First edition. Very rare. This early work related to the Great Game describes one of the first Russian travels to the Khanate of Kokand, which was little known before. The first edition quickly became a rarity in Russia; the second commented edition was published only in 1968.

The book was written by Filipp Nazarov, a translator of the Special Siberian Corps of the Russian army. He graduated from the Asiatic School in Omsk, which prepared secretaries and translators for the Siberian administration, and since 1804 he worked as a translator on the Central Asian frontier of the Tobolsk province. In 1813 Nazarov was sent to Kokand in order to settle the incident of the murder of a Kokand ambassador who had been killed in the Russian-Kazakh border town Petropavlovsk while returning home from Saint Petersburg. Accompanied by a caravan of Russian merchants and laden with gifts to the Khan of Kokand from the Russian Emperor, Nazarov departed from Omsk in May 1813. He proceeded to Petropavlovsk, Suzak, Chimkent (modern Shymkent, all three are now in Kazakhstan), Tashkent and Kokand (both now in Uzbekistan), stayed in the Fergana Valley for about a year, and returned to Russia via Ura-Tube (modern Istaravshan) and Khujand (both now in Tajikistan). His travel notes include detailed and sometimes romantic descriptions of the regions he passed, brief historical overview of the Khanate of Kokand, notes on the administration system, trade, manners and customs, sports, music of the local people et al. Nazarov’s testimony about Kazakh, Uzbek and Tajik people is especially valuable due to his fluency in the Turkic languages.

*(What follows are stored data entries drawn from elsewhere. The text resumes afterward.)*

Issue #129, opened 2018-03-13
Offer data as a BigQuery table


brilee:
This will probably start as a private BQ dataset; will have to consult to figure out how to offer data publicly/how to allow the general public to query over a ~1TB dataset for free-ish.

General schema of dataset:
- A table with one row per move in a game (so something like 1 billion moves in total by the end of a run). That row will describe things like worker_id[string], completed_time[time], model_num[int], result[float], was_resign[bool], move_num[int], turn_to_play[int], played_move[int], policy_prior[array<float>], mcts_visit_counts[array<int>], q_prior [float], average_q[float], resign_threshold[float].

This allows queries like " select model_num, first 5 moves of game, count(*) group by model_number, moves", which would show the most popular opening by model number. (And by bigquery magic, that query would probably complete in a few minutes, instead of the hour-long analyses we've been running so far...)

brilee:
How to upload data - can retroactively parse all the full-debug log SGFs we have, and also update selfplay workers to stream data into the table. Might consider separate tables for evaluation zoo games vs. selfplay workers; for 20x less data we could also just do the holdout games.

amj:
The dataset of evaluation games should be much smaller and much easier to make available in its entirety.

tommadams:
It seems like we're duplicating of per-game info (worker_id, completed_time, model_num, result, was_resign, resign_threshold) in the per-move table. Could we instead generate a unique key for each game and store that in the move table?

brilee:
Agreed, we're duplicating some of the info. I think (worker_id, completed_time) should form a primary key, and model_num is too useful; may as well denormalize that. Result/resign/resign threshold could be normalized, but I suspect those are too useful to want to join all the time.

brilee:
@tommadams what do you think this should look like, given that you would have to reimplement some form of this in the C++ version?

tommadams:
Well at that point there's probably not much to gain by normalizing the remaining data because it sounds like the primary game key would be almost as large as the data we're normalizing. So storing everything per-move does make sense.

Your schema sounds good to me. I wonder what the most reasonable import format is. I'm somewhat surprised/disappointed that BigQuery doesn't support proto as far as I can tell.

brilee:
Right, BQ doesn't support protos because they are not self-describing. Avro is a proto-like binary format which is self-describing, and BQ does support Avro. Other import options I'm familiar with are JSON and CSV. (CSV will be utterly incapable of handling the arrays we'd be generating)

[...]

PR #177, opened 2018-04-26
New flag for prepare_bigquery to only include top move

sethtroisi:
run time 14s vs 55s

local json file is 28.1 MB vs 486 MB (6%)
bigquery table is 8 MB vs 1.09 GB (0.7%)

upload is 48s vs ~200s


sethtroisi:
Pros for merging this and using this data in bigquery (https://github.com/tensorflow/minigo/issues/129)
* Smaller data footprint means we can upload all games today (instead of just the 5% holdout games)
* Data about the top 10-15 moves isn't used by any current scripts
* Runs fast enough (5 minutes every ~1.7 hours) that I can put it on my rsync

Cons
* We'll have two tables (moves and top_move_only)

oneoffs/prepare_bigquery.py
```diff
@@ -139,16 +142,22 @@ def extract_move_data(root_node, worker_id, completed_time, board_size):
...
+
+        def get_row_data(debug_row):
+            column_names = ["prior", "orig_prior", "N", "soft_N"]
+            return [getattr(debug_row, field) for field in column_names]
+
+        if FLAGS.only_top_move:
+            assert len(debug_rows) <= 1
+            row_data = list(map(get_row_data, debug_rows))
+        else:
+            row_data = [[0,0,0,0],] * (board_size * board_size + 1)
```
brilee: i'm confused about this trailing comma.
Also, leave a comment that yes, this list is shared between all zero'd row data entries, but since they don't get mutated, it doesn't matter?

brilee:
will merge after comment is addressed

PR #184, opened 2018-04-28
Replace num_parallel with flag

brilee:
Flagify parallel readouts in MCTS


tests/test_strategies.py
```diff
@@ -228,7 +228,7 @@ def test_long_game_tree_search(self):
 
         # Test that an almost complete game
```
amj: this comment got truncated somewhere?

PR #190, opened 2018-04-30
train with an incremental number of steps instead of max_steps

amj:
defaulting to POSITIONS_PER_GENERATION // TRAINING_BATCH_SIZE

### DIFF
--- a/preprocessing.py
+++ b/preprocessing.py
@@ -108,7 +108,7 @@ def read_tf_records(batch_size, tf_records, num_repeats=None,
     Args:
         batch_size: batch size to return
         tf_records: a list of tf_record filenames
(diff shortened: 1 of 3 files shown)


preprocessing.py
```diff
@@ -138,7 +138,7 @@ def read_tf_records(batch_size, tf_records, num_repeats=None,
     if num_repeats is not None:
         dataset = dataset.repeat(num_repeats)
     else:
-        dataset = dataset.repeat()
+        dataset = dataset.repeat(1)
```
brilee: just set num_repeats=1 in the default kwargs?

amj: XD d'oh, of course.

amj:
Done; local_rl_loop.py worked fine.

PR #192, opened 2018-04-30
Dockerize Minigui

Kashomon:
This PR makes a Dockerfile for Minigui and a bunch of helper scripts. Plus some small random changes.

Some things that took some time.

1. Getting the cloud-sdk installed was quite the pain, but is working now.
2. Some cleverness in the makefile to help prevent errors.
3. `fetch-and-run.sh` should clear up some of the instructions (maybe it should do `tsc` too).
4. Had some nested-python issues. Had to pass the correct python through to the subprocess.
5. Also some networking issues. At least on OSX, the default listen-ip is 0.0.0.0 for docker. And the default for flask is 127.0.0.1. 127.0.0.1 is private, so I think I can't connect to it if Flask is listening on it. In theory, I think I could do 127.0.0.1 from the outside container and 0.0.0.0 from the inside container.
6. Bash hackery
7. Mounted models as a path-volume in the container to speed up iterations.


cc/README.md
```diff
@@ -14,6 +14,16 @@ library:
...
 ```
 
+If you want to compile for CPU and not GPU, then change `TF_NEED_CUDA` to 0.
+
+```shell
+echo "Configuring tensorflow"
+...
+TF_NEED_CUDA=0 \
+...
+./configure
```
amj: ./configure_tensorflow.sh?

cluster/minigui/Makefile
```diff
@@ -0,0 +1,54 @@
...
+build-clean: check-env build clean
+
+check-env:
+ifndef PROJECT
+	$(error PROJECT is undefined)
+endif
+ifndef MINIGUI_PY_CPU_CONTAINER
+	$(error MINIGUI_PY_CPU_CONTAINER is undefined)
+endif
+ifndef VERSION_TAG
```
amj: checks for MODEL/MODEL_DIR/BOARD_SIZE as per the docs above?

minigui/README.md
```diff
@@ -72,15 +38,18 @@
...
 
-
 1. By default, Minigui will use the Python Minigo engine. You can use the C++
    engine by first compiling it (see the
    [README](https://github.com/tensorflow/minigo/tree/master/cc/README.md)),
    then passing `--engine=cc` when starting `minigui/serve.py`. You will need
    to pass a frozen GraphDef proto as the `--model` command line argument
    instead of the saved parameter data that the Python backend requires.
 
+   **Note:** Compiling tensorflow from scratch can take 2+ hours. So you might
```
amj: depends strongly on number of cores in the machine.  It's about 15-30 minutes on my corpstation

minigui/fetch-and-run.sh
```diff
@@ -0,0 +1,71 @@
...
+echo "Running Minigui!"
+echo "--------------------------------------------------"
+echo "Model: $MINIGUI_MODEL_TMPDIR/$MINIGUI_MODEL.converted"
+echo "Size:  $MINIGUI_BOARD_SIZE"
+
+$MINIGUI_PYTHON minigui/serve.py \
+--model="$MINIGUI_MODEL_TMPDIR/$MINIGUI_MODEL.converted" \
+--board_size="$MINIGUI_BOARD_SIZE" \
+--port=$MINIGUI_PORT \
+--host=0.0.0.0 \
```
amj: I assume the fact this is in docker is what makes global serving ok?

minigui/fetch-and-run.sh
```diff
@@ -0,0 +1,71 @@
...
+for suffix in "${MODEL_SUFFIXES[@]}"
+do
+  file_to_check="${MINIGUI_MODEL_TMPDIR}/${MINIGUI_MODEL}.${suffix}"
+  echo "Checking for: ${file_to_check}"
+  if [[ ! -f "${file_to_check}" ]]; then
+    gsutil cp gs://${MINIGUI_BUCKET_NAME}/${MINIGUI_GCS_DIR}/${MINIGUI_MODEL}.${suffix} $MINIGUI_MODEL_TMPDIR/
+  fi
+done
+
+# Assume models need to be converted if .converted.meta doesn't exist.
```
amj: The thing we can do is actually convert and backfill all the models in our bucket.

(we should keep this but end up removing it once we've done the backfill)

minigui/serve.py
```diff
@@ -43,6 +49,13 @@
          "\"cc\" for the C++ implementation.")
 
 
+parser.add_argument(
```
amj: why can't this just be the python on your PATH?

Kashomon: If you're running in a virtualenv, sure, but if you're installing python inside of Ubuntu, then you need python2 as python for google-cloud-sdk and python3 has to then remain python3. And so needs to be passed into container-land.

PR #193, opened 2018-05-01
Lots of minigui scripty-cleanup.

Kashomon:
- Exported minigui to minigo-pub and set ACLS to allUsers+R.
- Made it so you can pass in a model to minigui via an env variable.
- Some cleanup of cluster scripts
- Add a dummy minigui-pod and service yaml. Haven't actually tried them out yet.

You can now run minigui with:

```shell
git clone git@github.com:tensorflow/minigo.git
export MINIGUI_MODEL=000330-audacious
export MINIGUI_BOARD_SIZE=19 # default is 19, so not necessary here.
export MINIGUI_GCS_PATH=v5-19x19/models
minigo/cluster/minigui/run-rocal.sh
```

And it'll pull gcr.io/minigo-pub/minigui-py-cpu:0.16 and run minigui.


Kashomon:
Given this is just shell scripty things and given tight-timelines and timezones, I'm going to just merge this.

PR #208, opened 2018-05-04
Change C++ to handle virtual losses the same way as the Python code

tommadams:
This way they both play the exact same game with all randomization disabled.


brilee:
Oh, that's interesting - you managed to replicate the exact same game / search in your C++ rewrite...

Depending on how you did the C++ rewrite, that could be strong evidence that MCTS is bug-free.

tommadams:
I basically copied the Python code & tests, so I wouldn't assume about correctness based on my code :)

PR #209, opened 2018-05-08
fix wrapper script to correctly count games.  Fix output of duration …

amj:
…to always have the same unit in mcts_player.cc

### DIFF
--- a/cc/mcts_player.cc
+++ b/cc/mcts_player.cc
@@ -85,7 +85,8 @@ Coord MctsPlayer::SuggestMove(int num_readouts) {
     TreeSearch(options_.batch_size);
   }
   auto elapsed = absl::Now() - start;
-  std::cerr << "Seconds per 100 reads: " << elapsed * 100 / num_readouts
+  elapsed = elapsed * 100 / num_readouts;
+  std::cerr << "Seconds per 100 reads: " << absl::ToInt64Milliseconds(elapsed)
             << std::endl;
 
   if (ShouldResign()) {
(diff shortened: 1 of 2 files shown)


cc/mcts_player.cc
```diff
@@ -85,8 +85,9 @@ Coord MctsPlayer::SuggestMove(int num_readouts) {
     TreeSearch(options_.batch_size);
   }
   auto elapsed = absl::Now() - start;
-  std::cerr << "Seconds per 100 reads: " << elapsed * 100 / num_readouts
-            << std::endl;
+  elapsed = elapsed * 100 / num_readouts;
```
sethtroisi: this isn't measuring elapsed can you update the name to be `timing` or `time_per` or something

cluster/selfplay/cc_wrapper.sh
```diff
@@ -24,18 +24,19 @@ echo board_size: $BOARD_SIZE
...
+echo "gsutil ls 'gs://$BUCKET_NAME/data/selfplay/$BASENAME/*.zz'"
+GAMES=`gsutil ls "gs://$BUCKET_NAME/data/selfplay/$BASENAME/*.zz" | wc -l`
+
+gsutil cp $MODEL_FILE .
 
 mkdir -p data/selfplay
 mkdir -p sgf
 
-if [ $GAMES -lt 15000 ];
+if [ $GAMES -lt 25000 ];
```
sethtroisi: I'd suggest making this a constant at the top of the file and printing it on line 51

cc/mcts_player.cc
amj: it is the time elapsed per 100 readouts?

PR #212, opened 2018-05-08
Misc fixes from trainer box

amj:
Remove unused generation_num param from train (using incremental steps instead of max_steps)  
Fix typos in rl_runner.  
Copy golden chunk locally before training, and clean up.  
Fix freeze-graph to use gfile to accept gs:// paths

### DIFF
--- a/rl_loop.py
+++ b/rl_loop.py
@@ -91,12 +91,17 @@ def train(working_dir):
         time.sleep(1*60)
     print("Using Golden File:", training_file)
 
+    local_copy = os.path.join(working_dir, str(new_model_num) + '.tfrecord.zz')
+    print("Copying locally to ", local_copy)
+    gfile.Copy(training_file, local_copy, overwrite=True)
+
     save_file = os.path.join(fsdb.models_dir(), new_model_name)
     try:
-        main.train(working_dir, [training_file], save_file,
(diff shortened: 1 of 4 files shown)


rl_loop.py
```diff
@@ -91,12 +91,17 @@ def train(working_dir):
         time.sleep(1*60)
     print("Using Golden File:", training_file)
 
+    local_copy = os.path.join(working_dir, str(new_model_num) + '.tfrecord.zz')
+    print("Copying locally to ", local_copy)
+    gfile.Copy(training_file, local_copy, overwrite=True)
```
brilee: does this end up being a net speedup?

rl_loop.py
```diff
@@ -91,12 +91,17 @@ def train(working_dir):
...
+
     save_file = os.path.join(fsdb.models_dir(), new_model_name)
     try:
```
brilee: move this try up so that if the save_file line fails, we still clean up

rl_runner.py
```diff
@@ -30,9 +30,7 @@ def loop(working_dir='estimator_working_dir'):
     """Run train and validate as subprocesses."""
     flags = [
         '--working_dir',
```
brilee: did you mean to take this line out too?

PR #214, opened 2018-05-09
Replaces pygtp with our own simple GTP engine.

### LINKED ISSUE #171: refactor minigui extensions
I stumbled on some of the copy-pasted code in gtp_extensions and it's a bit tricky to work around with the new hyperparam work.

Can you at some point refactor this so that the search logic code isn't copy-pasted?

One suggestion for how this might work is for strategies.MCTSPlayerMixin.suggest_move can have callbacks registered, and by default those callbacks do nothing, but gtp_extensions can hook into those callbacks to retrieve debug stats.

### LINKED ISSUE #202: q_heatmap gtp command seems broken
At least in v5-running-head q_heatmap assumes board is 9x9 even when board_size is set and exported.

### LINKED ISSUE #204: "genmove" with no color results in crash
expected behavior not a crash

tommadams:
Fixes #204 
Fixes #202 
Fixes #171 

Apologies for the size of this PR, I ended up having to move a lot of code around :/

The new GTP engine works by allowing the client to register any arbitrary object with cmd_* methods that implement the GTP commands, which results in simpler easier code (no more mixins!)

The GTP engine uses a *little* bit of reflection magic to automatically convert the raw GTP command arguments into function arguments of the expected type for each command, which means that the command handlers don't need to mess around splitting & parsing strings.


cc/gtp_player.cc
```diff
@@ -103,9 +103,9 @@ GtpPlayer::Response GtpPlayer::DispatchCmd(
     return HandleEcho(cmd, args);
   } else if (cmd == "final_score") {
     return HandleFinalScore(cmd, args);
-  } else if (cmd == "gamestate" || cmd == "mg_gamestate") {
+  } else if (cmd == "gamestate" || cmd == "gamestate") {
```
amj: are these different in some exciting and subtle way that i cannot detect with my mortal eyes?

gtp_cmd_handlers.py
```diff
@@ -0,0 +1,340 @@
...
+                pass
+            except:
+                print("Error saving sgf", file=sys.stderr, flush=True)
+        self._player.initialize_game(go.Position(komi=self._komi))
+
+    def cmd_komi(self, komi: float):
+        self._komi = komi
+        self._player.get_position().komi = komi
+
+    def cmd_play(self, arg0: str, arg1=None):
```
amj: did you mean to leave this as arg0/arg1?

gtp_cmd_handlers.py
```diff
@@ -0,0 +1,340 @@
...
+        position = self._player.get_position()
+        if translate_gtp_color(color) != position.to_play:
+            position.flip_playerturn(mutate=True)
+
+
+class KgsCmdHandler(object):
+    def __init__(self, player):
+        self._player = player
+
+    def cmd_time_left(self):
```
amj: i think this is called with arguments -- its the servers way of informing the engine how much time is left.  There are extended time commands on CGOS that we may want to support for slightly better time management.

cc/gtp_player.cc
tommadams: no, no, I'm just stupid

gtp_cmd_handlers.py
```diff
@@ -0,0 +1,340 @@
...
+            coords.to_kgs(coords.from_flat(key)),
+            node.__dict__.get(prop)[key])
+            for key in sort_order if node.child_N[key] > 0][: 20])
+
+
+class MiniguiCmdHandler(BasicCmdHandler):
+    def __init__(self, player):
+        super().__init__(player)
+
+        # Wrap the game's tree_search method, which allows us to update stream
```
amj: nit: sentence does not parse

gtp_engine.py
```diff
@@ -0,0 +1,197 @@
...
+#   https://www.lysator.liu.se/~gunnar/gtp/gtp2-spec-draft2/gtp2-spec.html
+
+import inspect
+import re
+import sys
+import traceback
+
+
+# List of canonical error messages as required by 6.3 in the specification.
+_CANONICAL_ERRORS = {
```
amj: Should these be referenced in e.g the ValueError raised in `cmd_boardsize`?  might be DRY-er

gtp_engine.py
```diff
@@ -0,0 +1,197 @@
...
+            _print_error(msg_id, "unknown command")
+            return True
+
+        try:
+            handler = self.cmds[sanitized_cmd]
+            args = _convert_args(handler, args)
+            _print_success(msg_id, handler(*args))
+        except Exception as e:
+            traceback.print_exc(file=sys.stderr)
+            if cmd in _CANONICAL_ERRORS:
```
amj: alternatively, if you're going to catch the error and re-emit the canonical error code, you could make the errors elsewhere be more informative

.pylintrc
```diff
@@ -76,8 +77,10 @@ confidence=
 # --disable=W"
 
 disable=bare-except,
-        too-many-locals,
-        too-many-arguments
+	invalid-name,
```
brilee: nit: indentation

gtp_cmd_handlers.py
```diff
@@ -0,0 +1,340 @@
...
+    if gtp_color.lower() in ["w", "white"]:
+        return go.WHITE
+    raise ValueError("invalid color {}".format(gtp_color))
+
+
+class BasicCmdHandler(object):
+    """GTP command handler for basic play commands."""
+
+    def __init__(self, player, courtesy_pass=False):
+        self._komi = 6.5
```
brilee: probably want to default to 7.5

gtp_wrapper.py
```diff
@@ -12,147 +12,32 @@
...
     name = "Minigo-" + os.path.basename(read_file)
-    gtp_engine = gtp_extensions.GTPDeluxe(instance, name=name)
-    return gtp_engine
+    version = "0.2"
+
+    engine = gtp_engine.Engine()
+    engine.add_cmd_handler(
+        gtp_engine.EngineCmdHandler(engine, name, version))
+
+    engine.add_cmd_handler(KgsCmdHandler(player))
```
brilee: Is it a good idea to register these handlers in the `if cgos_mode` blocks, so that we don't accidentally handle commands we didn't intend to handle in certain modes?

gtp_engine.py
```diff
@@ -0,0 +1,197 @@
...
+    msg = msg.split("#", 1)[0]
+    msg = msg.replace("\t", " ")
+    return msg
+
+
+def _parse(msg):
+    msg = _preprocess(msg).strip()
+    if not msg:
+        return None, None, None
+    parts = [x for x in msg.split(" ") if x]
```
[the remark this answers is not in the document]
brilee: i use this trick a lot, but I understand why you don't necessarily recommend it :D

gtp_engine.py
```diff
@@ -0,0 +1,197 @@
...
+        be invoked when the engine receives a genmove command.
+
+        Args:
+          handler_obj: the handler object to register.
+        """
+        for field in dir(handler_obj):
+            if field.startswith("cmd_"):
+                cmd = field[4:]
+                fn = getattr(handler_obj, field)
+                self.cmds[cmd] = fn
```
brilee: maybe print a warning if a cmd is defined twice? The override behavior seems to be done by later cmd handlers overwrite earlier ones.

gtp_cmd_handlers.py
```diff
@@ -0,0 +1,340 @@
...
+
+
+class GoGuiCmdHandler(object):
+    """GTP extensions of 'analysis commands' for gogui."""
+
+    def __init__(self, player):
+        self._player = player
+
+    def cmd_gogui_analyze_commands(self):
+        return "\n".join(["var/Most Read Variation/nextplay",
```
brilee: are these parsed / interpreted somewhere?

gtp_cmd_handlers.py
```diff
@@ -0,0 +1,340 @@
...
+            msg["lastMove"] = None
+        msg["n"] = position.n
+        if root.parent and root.parent.parent:
+            msg["q"] = root.parent.Q
+        else:
+            msg["q"] = 0
+        dbg("mg-gamestate:%s", json.dumps(msg, sort_keys=True))
+
+    def cmd_genmove(self, color=None):
+        start = datetime.now()
```
brilee: first time i've seen someone use this instead of time.time() - does this guard against some weird corner case?

gtp_cmd_handlers.py
amj: yeah, go gui adds the output of this command to its UI, giving you buttons or whatever

gtp_engine.py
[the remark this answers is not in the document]
amj: How is it a trick?  Is it doing something different?  'Cuz it just looks less legible to me

Also, the other way (`[x for x if x]`) is actually fewer characters...

gtp_cmd_handlers.py
tommadams: Yes, unfortunately.

If the two argument variant of `play` was `play move color` instead of `play color move`, I could just make `color` optional. But as it is, I don't see a way of sensibly naming the parameters. I guess I could have gone with `color_or_move` and `maybe_move` or something, but I don't think that's any more readable than just `arg0` and `arg1`.

gtp_cmd_handlers.py
tommadams: done.

gtp_cmd_handlers.py
tommadams: done.

gtp_engine.py
tommadams: I've updated the exceptions to contain more meaningful information

gtp_cmd_handlers.py
```diff
@@ -0,0 +1,340 @@
...
+
+        root = self._player.get_root()
+        default_response = "Supported commands are 'winrate', 'nextplay', 'fortune', and 'help'."
+        if root is None or root.position.n == 0:
+            return "I'm not playing right now.  " + default_response
+
+        if 'winrate' in text.lower():
+            wr = (abs(root.Q) + 1.0) / 2.0
+            color = "Black" if root.Q > 0 else "White"
+            return "{:s} {:.2f}%".format(color, wr * 100.0)
```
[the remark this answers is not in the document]
tommadams: {:.2f} means the number will be formatted with two decimal places, not that it's two characters wide, e.g.:

>>> '{:.2f}%'.format(100)
'100.00%'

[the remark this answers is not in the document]
tommadams: done.

gtp_cmd_handlers.py
```diff
@@ -0,0 +1,340 @@
...
+            # 'play move' on its internal position objects, but we really
+            # want to advance the engine along with us rather than try to
+            # push in some finished Position object.
+            for idx, p in enumerate(sgf_wrapper.replay_sgf(contents)):
+                print("playing #", idx, p.next_move, file=sys.stderr)
+                self._player.play_move(p.next_move)
+                if movenum and idx == movenum:
+                    break
+        except:
+            raise
```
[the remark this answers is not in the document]
tommadams: done. fwiw, that was in the original code

gtp_engine.py
```diff
@@ -0,0 +1,197 @@
...
+    if len(parts) > 1 and parts[0].isdigit():
+        msg_id = parts[0]
+        parts = parts[1:]
+    else:
+        msg_id = None
+    return msg_id, parts[0], parts[1:]
+
+
+def _print_msg(result, msg_id, msg):
+    if msg_id:
```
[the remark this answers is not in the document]
tommadams: done.

.pylintrc
tommadams: thanks for catching that. vim had inserted tabs for some reason

gtp_wrapper.py
tommadams: done.

gtp_engine.py
tommadams: done.
good suggestion, thanks

gtp_cmd_handlers.py
tommadams: no particular reason, just habit I guess
switched to `time.time()`, since it's a bit more readable

gtp_cmd_handlers.py
tommadams: Agreed, but the 6.5 comes from the original code so I'm going to leave it unchanged in this PR, since in theory it shouldn't change any behaviour.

The dedication leaf honors Count Nikolay Rumiantsev (1754-1826) who sponsored the publication of the Zapiski. Rumyantsev was Russian Foreign Minister and Imperial Chancellor, a prominent patron of arts, collector and bibliophile. His book and manuscript collection became the nucleus of the future Russian State Library. Rumiantsev sponsored the Krusenstern’s circumnavigation of 1803-1806, and the 1815-1818 circumnavigation under command of Otto von Kotzebue.

Worldcat locates only six paper copies (Stanford, Library of Congress, Columbia, Harvard, School of Oriental and African Studies of the University of London, Berlin State Library).